What is needed - Show, in full, each line of the data that contains "raise".

(Available data begins)

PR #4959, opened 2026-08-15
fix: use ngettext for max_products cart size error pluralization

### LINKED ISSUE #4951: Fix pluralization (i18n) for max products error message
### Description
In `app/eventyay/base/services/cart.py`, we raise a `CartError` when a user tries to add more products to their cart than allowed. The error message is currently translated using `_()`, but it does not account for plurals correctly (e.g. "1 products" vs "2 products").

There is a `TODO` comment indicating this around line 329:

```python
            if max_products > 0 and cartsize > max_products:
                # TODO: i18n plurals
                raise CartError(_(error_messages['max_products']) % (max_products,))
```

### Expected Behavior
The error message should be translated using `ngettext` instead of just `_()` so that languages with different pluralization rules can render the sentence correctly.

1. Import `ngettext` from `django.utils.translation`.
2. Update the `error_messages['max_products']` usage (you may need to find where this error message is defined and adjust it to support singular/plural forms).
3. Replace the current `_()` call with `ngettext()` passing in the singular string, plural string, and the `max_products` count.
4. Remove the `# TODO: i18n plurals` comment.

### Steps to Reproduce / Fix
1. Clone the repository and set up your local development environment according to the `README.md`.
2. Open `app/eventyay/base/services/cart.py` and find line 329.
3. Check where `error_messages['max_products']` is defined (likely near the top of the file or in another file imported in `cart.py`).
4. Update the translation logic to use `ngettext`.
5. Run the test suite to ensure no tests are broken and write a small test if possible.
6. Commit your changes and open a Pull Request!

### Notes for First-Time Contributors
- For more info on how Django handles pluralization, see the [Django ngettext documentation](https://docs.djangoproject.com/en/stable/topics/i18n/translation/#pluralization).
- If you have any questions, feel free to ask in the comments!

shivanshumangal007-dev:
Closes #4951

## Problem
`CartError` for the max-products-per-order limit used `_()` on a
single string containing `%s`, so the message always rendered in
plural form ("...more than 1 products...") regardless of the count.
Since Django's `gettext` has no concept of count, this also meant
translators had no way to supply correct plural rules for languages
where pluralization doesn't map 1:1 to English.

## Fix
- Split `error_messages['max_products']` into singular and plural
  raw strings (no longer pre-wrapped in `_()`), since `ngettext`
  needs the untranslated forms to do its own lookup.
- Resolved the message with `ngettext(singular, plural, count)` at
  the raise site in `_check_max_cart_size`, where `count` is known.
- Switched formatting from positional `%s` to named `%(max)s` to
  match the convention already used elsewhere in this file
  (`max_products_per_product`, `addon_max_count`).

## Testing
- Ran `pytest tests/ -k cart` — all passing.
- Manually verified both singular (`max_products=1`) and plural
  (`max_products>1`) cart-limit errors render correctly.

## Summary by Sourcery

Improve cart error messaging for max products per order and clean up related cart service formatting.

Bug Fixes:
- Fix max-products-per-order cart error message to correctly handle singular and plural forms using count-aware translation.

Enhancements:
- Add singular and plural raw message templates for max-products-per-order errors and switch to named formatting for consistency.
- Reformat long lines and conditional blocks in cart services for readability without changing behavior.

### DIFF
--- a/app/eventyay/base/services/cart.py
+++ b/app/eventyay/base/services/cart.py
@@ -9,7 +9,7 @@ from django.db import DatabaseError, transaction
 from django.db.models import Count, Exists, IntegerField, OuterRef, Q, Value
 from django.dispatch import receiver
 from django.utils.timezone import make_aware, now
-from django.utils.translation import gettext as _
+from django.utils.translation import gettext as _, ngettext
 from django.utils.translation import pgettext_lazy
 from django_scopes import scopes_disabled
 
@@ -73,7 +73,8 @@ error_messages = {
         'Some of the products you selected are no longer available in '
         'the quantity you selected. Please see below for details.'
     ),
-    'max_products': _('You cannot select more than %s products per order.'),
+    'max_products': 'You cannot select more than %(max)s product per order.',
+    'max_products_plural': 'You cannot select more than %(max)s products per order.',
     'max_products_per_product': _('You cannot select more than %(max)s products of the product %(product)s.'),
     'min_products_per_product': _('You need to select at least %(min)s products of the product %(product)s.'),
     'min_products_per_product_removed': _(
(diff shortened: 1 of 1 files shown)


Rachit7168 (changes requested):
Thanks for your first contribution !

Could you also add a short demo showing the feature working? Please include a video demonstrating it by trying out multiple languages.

(Available data ends)

Response box -
In `app/eventyay/base/services/cart.py`, we raise a `CartError` when a user tries to add more products to their cart than allowed. The error message is currently translated using `_()`, but it does not account for plurals correctly (e.g. "1 products" vs "2 products").
                raise CartError(_(error_messages['max_products']) % (max_products,))
  the raise site in `_check_max_cart_size`, where `count` is known.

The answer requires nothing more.